2011 proves a tough year for listed businesses as profit warnings jump over 70% - the highest quarterly jump since Q1 2001.

General Retailers, Support Services and Software and Computer Services issued the greatest number of warnings in 2011.

London January 22 2012: Profit warnings increased by more than 70% in the final quarter of 2011, which saw the performance of UK listed businesses polarised between those companies which continue to outperform expectations and the perennial underachievers or zombies companies, according to Ernst & Young’s latest Profit Warnings report.

Impacted by economic uncertainty and cut backs on spending from both businesses and consumers, UK quoted companies - Main Market and AIM listed - issued 88 profit warnings in the final quarter of 2011, a quarter-on-quarter increase from 51 in Q3, the highest quarterly jump since Q1 2001.

In total, 206 UK quoted companies issued 278 profit warnings in 2011, compared to 196 in the previous year. The proportion of companies warning was also the highest since 2008 at almost 14%.

FTSE sectors with the greatest number of companies warning in 2011 were General Retailers (39), Support Services (33) Software & Computer Services (31).

UK polarised by stars and zombies

Alan Hudson, head of Ernst & Young’s UK restructuring practice, says, “As evidenced by the sharp jump in the number of warnings, 2011 was a tough year for many companies and this year is likely to continue in the same vein with the gap between the winners and losers widening.

“Many businesses are still expanding profitably, but others – the zombie companies – remain moribund by debt or defunct business models, unable to build value or gain momentum in these challenging economic conditions. Creditor patience cannot last forever and as growth becomes increasingly elusive, we expect further rounds of restructuring in the year ahead.”

Retailers punch drunk from a tough 2011

After two years of relative respite, retail was back on the ropes again in 2011. Companies in the General Retailers sector issued 39 profit warnings in 2011, more than the whole of 2009 and 2010 combined. During last year, 38% of General Retailers warned, the same proportion as 2007 and 18% of all retailers warned in the final three months, a fourth quarter record.

But while it was certainly the listed retail sector’s worst year since 2008; the fight for sales and margin this Christmas contained winners as well as losers.

Hudson adds, “Although consumer facing sectors have been hit hard by sharp fall in disposable income, there are still successful companies across these sectors that have performed well.

“Shoppers are still willing to splash out on items or experiences that they value, but the pressure on consumers’ coffers means if they are spending more to create winners in one area, there will inevitably be losers in others.”

Pain felt across UK plc

While consumer facing companies’ woes have been well trailed, the pain is also being felt across many other sectors.
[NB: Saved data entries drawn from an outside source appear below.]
PR #756, opened 2023-10-23
doc: Add matrix expressions to docstrings

ykharkov:
Resolves issue https://github.com/amazon-braket/amazon-braket-sdk-python/issues/597

*Description of changes:*
Added definitions of unitary matrices for each gate (docstrings)

*Testing done:*

## Merge Checklist

_Put an `x` in the boxes that apply. You can also fill these out after creating the PR. If you're unsure about any of them, don't hesitate to ask. We're here to help! This is simply a reminder of what we are going to look for before merging your pull request._

#### General

- [x] I have read the [CONTRIBUTING](https://github.com/amazon-braket/amazon-braket-sdk-python/blob/main/CONTRIBUTING.md) doc
- [x] I used the commit message format described in [CONTRIBUTING](https://github.com/amazon-braket/amazon-braket-sdk-python/blob/main/CONTRIBUTING.md#commit-your-change)
- [x] I have updated any necessary documentation, including [READMEs](https://github.com/amazon-braket/amazon-braket-sdk-python/blob/main/README.md) and [API docs](https://github.com/amazon-braket/amazon-braket-sdk-python/blob/main/CONTRIBUTING.md#documentation-guidelines) (if appropriate)

#### Tests

- [ ] I have added tests that prove my fix is effective or that my feature works (if appropriate)
- [ ] I have checked that my tests are not configured for a specific region or account (if appropriate)

By submitting this pull request, I confirm that my contribution is made under the terms of the Apache 2.0 license.

PR #799, opened 2023-11-14
feat: add U and GPhase gates

jcjaskula-aws:
*Issue #, if available:*
Adding the U and GPhase gates so customers can build circuits from OpenQASM3 and simulate them with the local simulator.
This allows to import "stdgates.inc".

*Description of changes:*
Created a U and GPhase class and adding them to the translator dict.

*Testing done:*
Adding a series of new tests.

## Merge Checklist

#### General

#### Tests

### DIFF
--- a/src/braket/circuits/ascii_circuit_diagram.py
+++ b/src/braket/circuits/ascii_circuit_diagram.py
@@ -132,11 +132,11 @@ class AsciiCircuitDiagram(CircuitDiagram):
         Compute the integrated phase at a certain moment.
 
         Args:
-            global_phase (float|None): The integrated phase up to the computed moment
+            global_phase (float | None): The integrated phase up to the computed moment
             items (list[Instruction]): list of instructions
 
         Returns:
-            float|None: The updated integrated phase.
+            float | None: The updated integrated phase.
         """
         moment_phase = 0
         for item in items:


src/braket/circuits/gates.py
```diff
@@ -1091,6 +1091,118 @@ def phaseshift(
...
+        """
+        Generate parameterized Unitary matrix.
+        https://openqasm.com/language/gates.html#built-in-gates
+
+        Returns:
+            np.ndarray: U Matrix
+        """
+        theta = self.angle_1
+        phi = self.angle_2
+        lam = self.angle_3
```
ajberdy, line 1131: nit: imo `_lambda` would be more readable/standard

src/braket/circuits/gates.py
```diff
@@ -1091,6 +1091,118 @@ def phaseshift(
...
+                ],
+                [
+                    np.exp(1j * phi) * np.sin(theta / 2),
+                    np.exp(1j * (phi + lam)) * np.cos(theta / 2),
+                ],
+            ]
+        )
+
+    def adjoint(self) -> list[Gate]:
+        return [U(self.angle_1, np.pi - self.angle_3, np.pi - self.angle_2)]
```
ajberdy, line 1146: Is this equivalent to the [mapping stated in the docs](https://openqasm.com/language/gates.html#:~:text=The%20base%20case%20is%20given%20by%20replacing%20inv%20%40%20U(%CE%B8%2C%20%CF%95%2C%20%CE%BB)%20by%20U(%2D%CE%B8%2C%20%2D%CE%BB%2C%20%2D%CF%95))?

src/braket/circuits/gates.py
```diff
@@ -1091,6 +1091,118 @@ def phaseshift(
...
+
+    @property
+    def _qasm_name(self) -> str:
+        return "U"
+
+    def to_matrix(self) -> np.ndarray:
+        """
+        Generate parameterized Unitary matrix.
+        https://openqasm.com/language/gates.html#built-in-gates
+
```
ajberdy, line 1125: Let's add a unitary matrix as per https://github.com/amazon-braket/amazon-braket-sdk-python/pull/756

src/braket/circuits/gates.py
```diff
@@ -1091,6 +1091,118 @@ def phaseshift(
...
+        angle_3: Union[FreeParameterExpression, float],
+        *,
+        control: Optional[QubitSetInput] = None,
+        control_state: Optional[BasisStateInput] = None,
+        power: float = 1,
+    ) -> Iterable[Instruction]:
+        """Registers this function into the circuit class.
+
+        Args:
+            target1 (QubitInput): Target qubit 1 index.
```
ajberdy, line 1170: type: `target1` -> `target` (also doc string looks wrong)

test/unit_tests/braket/circuits/test_gates.py
```diff
@@ -54,6 +54,7 @@ class TripleAngle:
     (Gate.Rx, "rx", ir.Rx, [SingleTarget, Angle], {}),
     (Gate.Ry, "ry", ir.Ry, [SingleTarget, Angle], {}),
     (Gate.Rz, "rz", ir.Rz, [SingleTarget, Angle], {}),
+    (Gate.U, "u", None, [SingleTarget, TripleAngle], {}),
```
ajberdy, line 57: should this be "U"?

src/braket/circuits/gates.py
ajberdy: I don't believe the local simulator defines an adjoint for `U`. The OpenQASM spec states that the inverse of `U` can be expressed as `U(self.angle_1, -self.angle_3, -self.angle_2)`, which seems simpler here. Can we confirm they're equivalent and opt for the simpler expression?

src/braket/circuits/gates.py
```diff
@@ -189,6 +189,80 @@ def i(
 Gate.register_gate(I)
 
 
+class GPhase(AngledGate):
+    """Z-axis rotation gate.
```
rmshaffer, line 193: update docstring

src/braket/circuits/gates.py
```diff
@@ -189,6 +189,80 @@ def i(
...
+                `control`. Will be ignored if `control` is not present. May be represented as a
+                string, list, or int. For example "0101", [0, 1, 0, 1], 5 all represent
+                controlling on qubits 0 and 2 being in the \\|0⟩ state and qubits 1 and 3 being
+                in the \\|1⟩ state. Default "1" * len(control).
+            power (float): Integer or fractional power to raise the gate to. Negative
+                powers will be split into an inverse, accompanied by the positive power.
+                Default 1.
+
+        Returns:
+            Instruction: GPhase instruction d.
```
rmshaffer, line 253:
```suggestion
            Instruction: GPhase instruction.
```

src/braket/circuits/gates.py
```diff
@@ -189,6 +189,80 @@ def i(
...
+
+        Examples:
+            >>> circ = Circuit().gphase(0.45)
+        """
+        return [
+            Instruction(GPhase(angle), control=control, control_state=control_state, power=power)
+        ]
```
rmshaffer, line 260: type hint says this returns `Instruction`, but this is inconsistent

src/braket/circuits/gates.py
ajberdy: Oh actually local simulator uses `lambda_` that would probably be my vote for consistency, but I don't feel too strongly

test/unit_tests/braket/circuits/test_gates.py
ajberdy: Ah makes sense

src/braket/circuits/gates.py
```diff
@@ -189,6 +189,80 @@ def i(
...
+
+    @property
+    def _qasm_name(self) -> str:
+        return "gphase"
+
+    def adjoint(self) -> list[Gate]:
+        return [GPhase(-self.angle)]
+
+    def to_matrix(self) -> np.ndarray:
+        return np.exp(1j * self.angle) * np.eye(1)
```
ajberdy: Can you manually verify that gphase works correctly in the following cases, running on the local simulator *and* with Circuit.to_unitary():
- gphase no target
- gphase targets (1, multiple)
- controlled gphase
- neg-controlled gphase fails (but passes if controlled first)

src/braket/circuits/gates.py
```diff
@@ -189,6 +189,104 @@ def i(
...
+
+    def adjoint(self) -> list[Gate]:
+        return [GPhase(-self.angle)]
+
+    def to_matrix(self) -> np.ndarray:
+        r"""
+        Generate a 1x1 matrix containing the global phase.
+
+        Unitary matrix:
+            .. math:: \mathtt{gphase}(\gamma) = e^(i \gamma) I_m.
```
ajberdy, line 223: `m` doesn't mean anything in this scope

src/braket/circuits/gates.py
```diff
@@ -189,6 +189,104 @@ def i(
...
+        """
+        if control is not None:
+            if control_state is None:
+                inv = 0
+            elif isinstance(control_state, int):
+                inv = 1 if control_state % 2 else 0
+                control_state = control_state - 1
+            elif isinstance(control_state, (str, list)):
+                inv = 1 - control_state[0]
+                control_state = control_state[1:]
```
ajberdy, line 275: This is really hard to follow. Can we separate out extracting the control state from the parameter and the actual logic? I'd prefer to use if/else for boolean logic then bit flags and -1^0, as it's more readable

src/braket/circuits/gates.py
```diff
@@ -189,6 +189,104 @@ def i(
...
+            return PhaseShift.phaseshift(
+                control[0],
+                angle * (-1) ** inv,
+                control=control[1:],
+                control_state=control_state,
+                power=power,
+            )
+
+        return Instruction(GPhase(angle), control=control, control_state=control_state, power=power)
```
ajberdy, line 284: I'm not sure how we can have a zero-target gate with our current BDK Circuit class, since we don't define a set number of qubits for the circuit, and we don't even know all qubits used at the time of processing this instruction. It seems like we would need to give Circuit a new "global_phase" attribute that gets modified directly and gets used to add a gphase to the OpenQASM IR or update the generated matrix with to_unitary

src/braket/circuits/ascii_circuit_diagram.py
```diff
@@ -288,7 +296,7 @@ def _ascii_diagram_column(
                         else ascii_symbols[item_qubit_index]
                     )
                 elif qubit in control_qubits:
-                    symbols[qubit] = "C"
+                    symbols[qubit] = "C" if map_control_qubit_states[qubit] else "N"
```
ajberdy, line 299: I think this is a good improvement. Would love to get a second opinion from @speller26 to make sure I'm not missing anything (ie. name conflicts or existing conventions) with this notation

src/braket/circuits/gates.py
```diff
@@ -215,6 +215,123 @@ def i(
...
+                    X.x(control_qubits[-1]),
+                ]
+
+            highest_control_qubit = max(
+                [qubit for qubit, state in zip(control_qubits, control_basis_state) if state]
+            )
+            highest_control_qubit_index = control_qubits.index(highest_control_qubit)
+
+            control_qubits.pop(highest_control_qubit_index)
+            control_basis_state.pop(highest_control_qubit_index)
```
ajberdy, line 319: I'm a bit confused by this logic. The ordering of the control modifiers is well-defined, with the rightmost qubit/modifier getting applied first. This shouldn't change depending on whether that modifier is ctrl or negctrl.

src/braket/circuits/circuit.py
```diff
@@ -1196,6 +1201,9 @@ def _to_openqasm(
             ]
         )
 
+        if self.global_phase:
+            ir_instructions.append(f"gphase({self.global_phase});")
```
ajberdy, line 1205: Are we ok with combining all the gphase instructions? What if someone has the instruction in multiple places and they expect to see them there? I understand they are equivalent, but we don't remove `x x` from a Circuit in the BDK

src/braket/circuits/ascii_circuit_diagram.py
ajberdy: Yes, it might be a good time to update to that. Might want to think if that's a breaking change, but I suspect we can assume users use the printed representation purely visually, though it may trigger some test failures for libraries built on Braket

src/braket/circuits/gates.py
ajberdy: An operation with `control=[2, 5, 3], control_state="011"` should first apply positive control to qubit 3, then positive control to qubit 5, then negative control to qubit 2. It looks like this code uses qubit value (rather than position in the control list) to sort, starting in this example with control on qubit 5. The order of ctr/negctrl applied should be 3, 5, 2, regardless of control state.

I think we want something like
```
if control_qubits:
    phase_target = control_qubits[-1]
    target_control_state = control_basis_state[-1]
    phase_instruction = PhaseShift.phaseshift(
        phase_target,
        angle,
        control=control_qubits[:-1],
        control_state=control_basis_state[:-1],
        power=power,
    ),
    cphase_instructions = (
        [phase_instruction]
        if target_control_state:
        else [X.x(phase_target), phase_instruction, X.x(phase_target)]
    )
```
Though maybe we want to add another gate for "neg" phaseshift instead of relying on the Xs

src/braket/circuits/gates.py
```diff
@@ -215,6 +215,123 @@ def i(
...
+
+        Examples:
+            >>> circ = Circuit().gphase(0.45)
+        """
+        if control is not None:
+            control_qubits = QubitSet(control)
+
+            if control_state is None:
+                control_state = len(control_qubits)
+            control_basis_state = list(BasisState(control_state, len(control_qubits)).as_tuple)
```
ajberdy, line 298:
```suggestion
            control_basis_state = BasisState(control_state, len(control_qubits))
```
This should work without calling list or as_tuple, as methods like len, iter, etc. are implemented. If we're running into a case that isn't supported (slice indexing maybe?) I think we should add that to the `BasisState` class

ajberdy: I've gone ahead and implemented these improvements in https://github.com/amazon-braket/amazon-braket-sdk-python/pull/808, feel free to pull those changes into this branch

src/braket/circuits/circuit.py
ajberdy: Yes, that makes sense. I'd love for more people to weigh in here before we decide which approach to use. Thanks for explaining the options

src/braket/circuits/circuit.py
```diff
@@ -1423,7 +1431,9 @@ def to_unitary(self) -> np.ndarray:
         qubits = self.qubits
         if not qubits:
             return np.zeros(0, dtype=complex)
-        return calculate_unitary_big_endian(self.instructions, qubits)
+        return calculate_unitary_big_endian(self.instructions, qubits) * np.exp(
+            1j * self.global_phase
+        )
```
ajberdy, line 1436: good catch

src/braket/circuits/gates.py
```diff
@@ -215,6 +215,121 @@ def i(
...
+                        control=control_qubits[:-1],
+                        control_state=control_basis_state[:-1],
+                        power=power,
+                    ),
+                    X.x(control_qubits[-1]),
+                ]
+
+            rightmost_control_qubit_index = (
+                len(control_qubits) - control_basis_state[::-1].index(1) - 1
+            )
```
ajberdy, line 315: I still don't agree with this interpretation. I don't think we should be filtering through the control state to find a positive control. The qubit used here should simply be the rightmost.

src/braket/circuits/gates.py
ajberdy: I don't believe the added code complexity is worth it here. It may also confuse customers to see their qubits misordered, even if the operations are commutative. If the x-phase-x is dispreferred, then I believe we should use a unitary or add a gate.

Maybe @speller26 can weigh in here too

src/braket/circuits/moments.py
```diff
@@ -181,6 +182,8 @@ def _add(self, instruction: Instruction, noise_index: int = 0) -> None:
             self._time_all_qubits = time
         elif isinstance(operator, Noise):
             self.add_noise(instruction)
+        elif instruction.target == QubitSet([]):
+            self._global_phase += operator.angle
```
rmshaffer, line 186: if you're assuming this can only happen for a global phase instruction, maybe first `assert isinstance(operator, GPhase)`?

src/braket/circuits/gates.py
```diff
@@ -215,6 +215,121 @@ def i(
...
+                powers will be split into an inverse, accompanied by the positive power.
+                Default 1.
+
+        Returns:
+            Instruction | Iterable[Instruction]: GPhase instruction.
+
+        Examples:
+            >>> circ = Circuit().gphase(0.45)
+        """
+        if control is not None:
```
rmshaffer, line 293: ok, so just catching myself up, reading [the OQ3 spec](https://openqasm.com/language/gates.html#control-modifiers): 
"the controlled global phase gate `ctrl @ gphase(a)` is equivalent to the single-qubit gate `U(0, 0, a)`."

What does `negctrl @ gphase(a)` produce? is it the same as `ctrl @ gphase(-a)`?

Could we implement it directly using the `U` gate, so that we are more faithful to the spec? (although I agree that this could be done equivalently with the `phaseshift` or `rz` gate)

src/braket/circuits/gates.py
```diff
@@ -215,6 +215,121 @@ def i(
...
+            control_qubits = QubitSet(control)
+
+            if control_state is None:
+                control_state = len(control_qubits)
+            control_basis_state = BasisState(control_state, len(control_qubits))
+
+            if not any(control_basis_state):
```
rmshaffer, line 300: This line is confusing me. Why do we do something different if the `control_state` is all zeros?

src/braket/circuits/gates.py
rmshaffer: I also don't understand why this is necessary - I also thought we should always be acting on the rightmost qubit as the target. Unless I'm misunderstanding what `negctrl @ gphase(a)` means.

src/braket/circuits/gates.py
rmshaffer: Wouldn't the second just become `phaseshift(-a) q; gphase(a);`? On hardware, `phaseshift` and `gphase` are likely to be virtual operations, right? So inserting `x` gates actually may be worse.

src/braket/circuits/moments.py
ajberdy: You may be able to avoid circular imports by further specifying the import (ie. `braket.circuits.gates` vs `braket.circuits`)

src/braket/circuits/ascii_circuit_diagram.py
```diff
@@ -41,26 +43,23 @@ def build_diagram(circuit: cir.Circuit) -> str:
             str: ASCII string circuit diagram.
         """
 
-        if not circuit.instructions:
+        if not circuit.instructions or not any(
+            m for m in circuit._moments if m.moment_type != MomentType.GLOBAL_PHASE
+        ):
```
ajberdy, line 48:
```suggestion
        if not circuit.instructions or all(
            m.moment_type == MomentType.GLOBAL_PHASE for m in circuit._moments
        ):
```

src/braket/circuits/ascii_circuit_diagram.py
ajberdy: Yes, that's so much nicer. I say we do it. We'll need to manually update gates with built-in control qubits as well, like cnot. I will poll the devx team to see if there's alignment

src/braket/circuits/gate.py
```diff
@@ -198,7 +198,7 @@ def _to_openqasm(
 
         return (
             f"{inv_prefix}{power_prefix}{control_prefix}"
-            f"{self._qasm_name}{param_string} {', '.join(qubits)};"
+            f"{self._qasm_name}{param_string}{','.join([f' {qubit}' for qubit in qubits])};"
```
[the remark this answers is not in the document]
ajberdy: We should be able to just do `qubits` here instead of `map(str, qubits)`, since `qubits` already has the serialization properties-based formatting applied to the int values

src/braket/circuits/ascii_circuit_diagram.py
```diff
@@ -216,21 +261,25 @@ def _ascii_diagram_column_set(
 
         first_line = "{:^{width}}|\n".format(col_title, width=len(lines[0]) - 1)
 
-        return first_line + "\n".join(lines)
+        return first_line + "\n".join(lines), global_phase
```
ajberdy, line 264: Not a fan of this design pattern (function returning a tuple of two "unrelated" things). Can we make a separate helper function for this? I wouldn't be concerned about iterating through the moments twice

src/braket/circuits/ascii_circuit_diagram.py
```diff
@@ -138,7 +166,11 @@ def _ascii_group_items(
                 qubits_added = group[0]
                 instr_group = group[1]
                 # Take into account overlapping multi-qubit gates
-                if not qubits_added.intersection(set(qubit_range)):
+                if not qubits_added.intersection(set(qubit_range)) or (
+                    isinstance(item, Instruction)
+                    and isinstance(item.operator, Gate)
+                    and item.operator.name == "GPhase"
+                ):
```
ajberdy, line 173: Can you add a comment explaining this logic please?

src/braket/circuits/ascii_circuit_diagram.py
```diff
@@ -288,20 +352,51 @@ def _ascii_diagram_column(
...
+        global_phase: float | None,
+    ) -> str:
+        symbols_width = max([len(symbol) for symbol in symbols.values()])
         output = ""
-        for qubit in circuit_qubits:
+
+        if global_phase is not None:
+            global_phase = (
+                round(global_phase, 2) if isinstance(global_phase, float) else global_phase
+            )
```
ajberdy, line 379: Why do we need to do this? Can we not just print with limited precision? `f"{global_phase:.2f}"`

src/braket/circuits/ascii_circuit_diagram.py
```diff
@@ -288,20 +352,51 @@ def _ascii_diagram_column(
...
             output += "{0:{width}}\n".format(margins[qubit], width=symbols_width + 1)
             output += "{0:{fill}{align}{width}}\n".format(
                 symbols[qubit], fill="-", align="<", width=symbols_width + 1
             )
         return output
+
+    @staticmethod
+    def _build_map_control_qubits(item: Instruction, control_qubits: QubitSet) -> dict(Qubit, int):
+        control_state = getattr(item, "control_state", None)
+        if control_state is not None:
```
ajberdy, line 395: Haven't gotten to the tests yet, but this is correct because control_state could be `0`. I want to make sure we have a test asserting this case, so a future developer doesn't "simplify" this condition to `if control_state`

src/braket/circuits/gates.py
```diff
@@ -215,6 +215,119 @@ def i(
...
+        angle (Union[FreeParameterExpression, float]): angle in radians.
+    """
+
+    def __init__(self, angle: Union[FreeParameterExpression, float]):
+        # Avoid parent constructor because _qubit_count must be zero
+        self._qubit_count = self.fixed_qubit_count()
+        self._ascii_symbols = []
+
+        if angle is None:
+            raise ValueError("angle must not be None")
```
ajberdy, line 235: I don't understand why we have this validation. Angle isn't optional and there's no expectation this method would work without providing angle.

src/braket/circuits/gates.py
```diff
@@ -215,6 +215,119 @@ def i(
...
+            >>> circ = Circuit().gphase(0.45)
+        """
+        if control is not None:
+            control_qubits = QubitSet(control)
+
+            control_basis_state = (
+                BasisState(control_state, len(control_qubits))
+                if control_state is not None
+                else BasisState((1,) * len(control_qubits), len(control_qubits))
+            )
```
ajberdy, line 305: More explicit if we set the control_state default first.
```suggestion
            control_state = (
                control_state
                if control_state is not None
                else "1" * len(control_qubits)
            )
            control_basis_state = BasisState(control_state, len(control_qubits))
```

src/braket/circuits/gates.py
```diff
@@ -1287,6 +1400,129 @@ def phaseshift(
...
+        angle_1 (Union[FreeParameterExpression, float]): theta angle in radians.
+        angle_2 (Union[FreeParameterExpression, float]): phi angle in radians.
+        angle_3 (Union[FreeParameterExpression, float]): lambda angle in radians.
+    """
+
+    def __init__(
+        self,
+        angle_1: Union[FreeParameterExpression, float],
+        angle_2: Union[FreeParameterExpression, float],
+        angle_3: Union[FreeParameterExpression, float],
```
ajberdy, line 1423: Can we add defaults for this gate as we did [with MS](https://github.com/amazon-braket/amazon-braket-sdk-python/blob/696974da3b4b9bb80b09c3a60549193b3935c6f6/src/braket/circuits/gates.py#L3409)? That way we can users can define a [u2 gate](https://docs.quantum.ibm.com/api/qiskit/qiskit.circuit.library.U2Gate) by only providing relevant params.

ajberdy: Might be tricky since only the first gate would have a default, so maybe we circle back to this in another pr

ajberdy: Maybe we just add documentation that setting angle_1 to pi/2 is equivalent to U2

test/unit_tests/braket/circuits/test_ascii_circuit_diagram.py
```diff
@@ -29,6 +29,10 @@ def test_empty_circuit():
     assert AsciiCircuitDiagram.build_diagram(Circuit()) == ""
 
 
+def test_only_gphase_circuit():
+    assert AsciiCircuitDiagram.build_diagram(Circuit().gphase(0.1)) == ""
```
ajberdy, line 33: Hm are we sure about this? I think this could make sense, but I'd appreciate hearing a bit of context of why we're convinced

test/unit_tests/braket/circuits/test_ascii_circuit_diagram.py
```diff
@@ -58,6 +62,49 @@ def test_one_gate_one_qubit_rotation_with_parameter():
     _assert_correct_diagram(circ, expected)
 
 
+def test_one_gate_with_global_phase():
+    circ = Circuit().x(target=0).gphase(0.15)
+    expected = (
+        "T  : |0| 1  |",
+        "GP : |0|0.15|",
```
ajberdy, line 69: Does this show global phase or delta to global phase?

ajberdy: Nvm I see from other tests that it shows global phase.

src/braket/circuits/gates.py
ajberdy: Oh I see. Still seems weird to me, but I'm ok with it for consistency

src/braket/circuits/ascii_circuit_diagram.py
ajberdy: Ah right, thanks

src/braket/circuits/ascii_circuit_diagram.py
```diff
@@ -97,6 +105,49 @@ def build_diagram(circuit: cir.Circuit) -> str:
...
+    ) -> float | None:
+        """
+        Compute the integrated phase at a certain moment.
+
+        Args:
+            global_phase (float|None): The integrated phase up to the computed moment
+            items (list[Instruction]): list of instructions
+
+        Returns:
+            float|None: The updated integrated phase.
```
speller26, line 139: nit
```suggestion
            float | None: The updated integrated phase.
```

src/braket/circuits/ascii_circuit_diagram.py
```diff
@@ -97,6 +105,49 @@ def build_diagram(circuit: cir.Circuit) -> str:
...
+
+    @staticmethod
+    def _compute_moment_global_phase(
+        global_phase: float | None, items: list[Instruction]
+    ) -> float | None:
+        """
+        Compute the integrated phase at a certain moment.
+
+        Args:
+            global_phase (float|None): The integrated phase up to the computed moment
```
speller26, line 135:
```suggestion
            global_phase (float | None): The integrated phase up to the computed moment
```

src/braket/circuits/gate.py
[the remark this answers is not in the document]
speller26: Both of the suggestions will leave no space between `param_string` and the qubits, no? Being explicit is nice, but I think JC's implementation is elegant enough.

speller26 (dismissed):
Looks good, just some nits

speller26 (approved):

The Software & Computer Services sector issued 31 profit warnings in 2011, the highest number since 2008 and 40% more than 2010. Over the course of 2011, 20% of the sector issued a profit warning, which is again the highest since 2008.

Most of these profit warnings came in the final quarter of 2011, when Software & Computer Services companies warned twelve times – joint equal with Support Services.  A simultaneous leap in the number of profit warnings from both sectors is no coincidence as they have a great deal in common, as Hudson explains.

“Both are highly reliant on the vagaries of spending in their end markets - primarily business and the public sector – and both are therefore highly sensitive to rising levels of uncertainty or falling levels of activity in the broader economy.

“This sensitivity can make both industries useful bellwethers and the sharp rise in profit warnings in both sectors at the end of 2011 was certainly indicative of a changing economic outlook.”

Companies in both IT and support services reported lengthening sales cycles towards the end of 2011, with buyers delaying decisions and attaching additional layers of deal approval in response to economic stagnation and rising levels of uncertainty. Cross-border deals in particular are much more complicated.

What’s in store for 2012?

The final quarter of 2011 saw a large increase in the number of profit warnings and the start of an upward trend that could well continue well into 2012. The significant quarter-on-quarter rise for Q4 was the sharp end of a wide-scale downgrade of economic and profit forecasts.

Rapid revisions in forecasts can lead to a lower number of profit warnings in subsequent quarters, unless there are further shocks. Any future rise in profit warnings could be relatively modest if the crisis in the eurozone moves towards resolution or if input prices fall.

However, a great deal could go wrong in the global economy in 2012.  There is still potential for significant setbacks in the eurozone, China’s growth to slow or a fall back in US demand. Moreover, there is still a risk that global unrest – especially in the MENA region (Middle East and North Africa) - could continue to cause pricing and currency fluctuations, which again will put pressure on margins and make forecasting difficult.  With these factors in mind, it is a trickier than normal year for UK plc to navigate and make reliable forecasts for the year ahead.

Hudson concludes, “Clearly, the pressure will remain on consumer-facing companies in 2012, but recent high-profile profit warnings have lowered profit expectations. Warnings from consumer sectors may rise in 2012, but not significantly unless there are further major hits to consumer confidence or spending power.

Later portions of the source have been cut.